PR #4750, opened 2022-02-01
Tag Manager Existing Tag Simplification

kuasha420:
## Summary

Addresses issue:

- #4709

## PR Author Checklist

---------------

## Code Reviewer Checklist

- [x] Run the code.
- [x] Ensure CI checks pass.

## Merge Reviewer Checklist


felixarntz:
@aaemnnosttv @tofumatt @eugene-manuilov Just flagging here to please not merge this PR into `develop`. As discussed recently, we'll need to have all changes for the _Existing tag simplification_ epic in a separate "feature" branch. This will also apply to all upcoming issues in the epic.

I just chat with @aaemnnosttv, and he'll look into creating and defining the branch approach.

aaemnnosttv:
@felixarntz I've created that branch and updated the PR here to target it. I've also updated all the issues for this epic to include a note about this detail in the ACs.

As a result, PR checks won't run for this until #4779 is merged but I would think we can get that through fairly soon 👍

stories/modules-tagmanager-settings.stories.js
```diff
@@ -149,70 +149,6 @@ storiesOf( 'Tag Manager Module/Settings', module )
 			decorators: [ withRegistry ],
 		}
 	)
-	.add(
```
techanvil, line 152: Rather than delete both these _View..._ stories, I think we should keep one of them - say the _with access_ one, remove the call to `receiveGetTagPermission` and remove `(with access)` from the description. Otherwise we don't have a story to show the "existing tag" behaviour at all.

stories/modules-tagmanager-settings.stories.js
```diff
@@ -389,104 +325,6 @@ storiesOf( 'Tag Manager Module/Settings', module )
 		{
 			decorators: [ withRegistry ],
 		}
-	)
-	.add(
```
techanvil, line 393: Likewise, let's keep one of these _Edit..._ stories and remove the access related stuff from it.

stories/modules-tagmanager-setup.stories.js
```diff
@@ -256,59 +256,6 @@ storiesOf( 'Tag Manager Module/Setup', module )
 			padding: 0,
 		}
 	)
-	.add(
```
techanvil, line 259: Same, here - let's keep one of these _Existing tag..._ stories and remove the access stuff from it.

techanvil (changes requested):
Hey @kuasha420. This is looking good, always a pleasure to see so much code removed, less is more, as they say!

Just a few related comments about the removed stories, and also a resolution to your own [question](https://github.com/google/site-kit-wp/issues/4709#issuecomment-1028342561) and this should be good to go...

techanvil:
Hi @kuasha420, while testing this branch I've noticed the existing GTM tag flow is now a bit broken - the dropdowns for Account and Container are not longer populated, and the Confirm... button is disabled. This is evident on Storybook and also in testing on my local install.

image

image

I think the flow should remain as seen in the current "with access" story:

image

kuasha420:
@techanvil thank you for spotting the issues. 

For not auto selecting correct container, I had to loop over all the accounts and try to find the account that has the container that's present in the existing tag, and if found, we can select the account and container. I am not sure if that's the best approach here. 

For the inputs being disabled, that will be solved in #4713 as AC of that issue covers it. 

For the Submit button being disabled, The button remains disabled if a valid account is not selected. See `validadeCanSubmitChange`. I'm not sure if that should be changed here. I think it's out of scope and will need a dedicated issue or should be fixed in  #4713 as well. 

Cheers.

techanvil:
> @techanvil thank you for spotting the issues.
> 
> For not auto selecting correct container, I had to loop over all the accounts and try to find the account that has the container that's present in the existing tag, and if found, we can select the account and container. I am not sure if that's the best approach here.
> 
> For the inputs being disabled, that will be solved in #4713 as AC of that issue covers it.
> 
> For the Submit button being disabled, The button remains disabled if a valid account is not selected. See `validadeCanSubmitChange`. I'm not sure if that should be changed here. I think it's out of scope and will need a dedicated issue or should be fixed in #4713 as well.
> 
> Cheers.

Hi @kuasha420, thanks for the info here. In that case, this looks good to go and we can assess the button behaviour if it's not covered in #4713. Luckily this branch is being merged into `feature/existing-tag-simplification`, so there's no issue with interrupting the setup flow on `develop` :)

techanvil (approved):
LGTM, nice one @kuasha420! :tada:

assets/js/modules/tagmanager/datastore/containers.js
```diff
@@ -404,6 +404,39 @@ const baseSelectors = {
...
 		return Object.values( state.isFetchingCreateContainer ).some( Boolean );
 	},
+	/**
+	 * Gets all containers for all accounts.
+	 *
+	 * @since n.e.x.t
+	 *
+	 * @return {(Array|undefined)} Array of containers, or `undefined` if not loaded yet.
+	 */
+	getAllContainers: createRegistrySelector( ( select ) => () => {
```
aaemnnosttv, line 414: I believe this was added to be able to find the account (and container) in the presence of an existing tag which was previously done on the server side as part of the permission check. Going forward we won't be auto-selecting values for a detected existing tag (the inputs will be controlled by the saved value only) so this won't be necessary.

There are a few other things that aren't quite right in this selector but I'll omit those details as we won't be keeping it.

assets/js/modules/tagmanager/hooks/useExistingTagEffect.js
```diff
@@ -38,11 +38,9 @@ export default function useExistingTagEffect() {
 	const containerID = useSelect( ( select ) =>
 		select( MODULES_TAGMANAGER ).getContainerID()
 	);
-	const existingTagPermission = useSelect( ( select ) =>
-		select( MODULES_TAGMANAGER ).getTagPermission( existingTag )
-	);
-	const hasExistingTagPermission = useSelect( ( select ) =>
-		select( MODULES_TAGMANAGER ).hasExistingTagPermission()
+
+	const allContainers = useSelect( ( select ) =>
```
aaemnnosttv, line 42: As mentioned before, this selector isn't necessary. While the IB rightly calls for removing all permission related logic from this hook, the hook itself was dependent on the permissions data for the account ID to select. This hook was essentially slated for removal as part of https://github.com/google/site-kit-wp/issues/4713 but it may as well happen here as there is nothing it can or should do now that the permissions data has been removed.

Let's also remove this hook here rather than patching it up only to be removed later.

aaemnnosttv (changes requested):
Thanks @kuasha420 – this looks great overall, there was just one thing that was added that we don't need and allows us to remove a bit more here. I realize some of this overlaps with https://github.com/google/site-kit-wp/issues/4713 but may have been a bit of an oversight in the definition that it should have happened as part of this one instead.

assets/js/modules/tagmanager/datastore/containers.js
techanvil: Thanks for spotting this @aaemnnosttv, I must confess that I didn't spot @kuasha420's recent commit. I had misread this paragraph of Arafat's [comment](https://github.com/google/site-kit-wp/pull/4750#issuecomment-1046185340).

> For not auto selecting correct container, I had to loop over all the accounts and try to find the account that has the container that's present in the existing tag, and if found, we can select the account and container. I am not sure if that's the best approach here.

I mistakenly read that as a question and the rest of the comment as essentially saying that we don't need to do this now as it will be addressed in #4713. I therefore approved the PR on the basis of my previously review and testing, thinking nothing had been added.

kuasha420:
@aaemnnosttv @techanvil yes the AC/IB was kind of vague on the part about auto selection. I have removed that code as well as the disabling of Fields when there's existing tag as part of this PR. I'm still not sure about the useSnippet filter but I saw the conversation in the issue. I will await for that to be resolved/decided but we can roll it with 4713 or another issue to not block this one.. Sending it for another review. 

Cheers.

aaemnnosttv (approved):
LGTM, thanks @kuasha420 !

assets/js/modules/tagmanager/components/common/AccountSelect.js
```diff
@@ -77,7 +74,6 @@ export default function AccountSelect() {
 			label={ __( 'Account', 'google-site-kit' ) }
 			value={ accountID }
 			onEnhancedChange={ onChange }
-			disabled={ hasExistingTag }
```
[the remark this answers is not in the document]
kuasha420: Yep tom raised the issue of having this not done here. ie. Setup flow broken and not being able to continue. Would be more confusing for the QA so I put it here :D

- - -

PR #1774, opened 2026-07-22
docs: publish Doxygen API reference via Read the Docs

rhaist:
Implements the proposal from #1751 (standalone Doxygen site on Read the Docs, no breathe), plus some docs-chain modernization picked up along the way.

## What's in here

- - -

=== ACTIVITY ===
Look through the entries and return each line that has the word "site" in it.

=== ANSWER SECTION ===
Just a few related comments about the removed stories, and also a resolution to your own [question](https://github.com/google/site-kit-wp/issues/4709#issuecomment-1028342561) and this should be good to go...
aaemnnosttv, line 42: As mentioned before, this selector isn't necessary. While the IB rightly calls for removing all permission related logic from this hook, the hook itself was dependent on the permissions data for the account ID to select. This hook was essentially slated for removal as part of https://github.com/google/site-kit-wp/issues/4713 but it may as well happen here as there is nothing it can or should do now that the permissions data has been removed.
Thanks @kuasha420 – this looks great overall, there was just one thing that was added that we don't need and allows us to remove a bit more here. I realize some of this overlaps with https://github.com/google/site-kit-wp/issues/4713 but may have been a bit of an oversight in the definition that it should have happened as part of this one instead.
techanvil: Thanks for spotting this @aaemnnosttv, I must confess that I didn't spot @kuasha420's recent commit. I had misread this paragraph of Arafat's [comment](https://github.com/google/site-kit-wp/pull/4750#issuecomment-1046185340).
 			label={ __( 'Account', 'google-site-kit' ) }
Implements the proposal from #1751 (standalone Doxygen site on Read the Docs, no breathe), plus some docs-chain modernization picked up along the way.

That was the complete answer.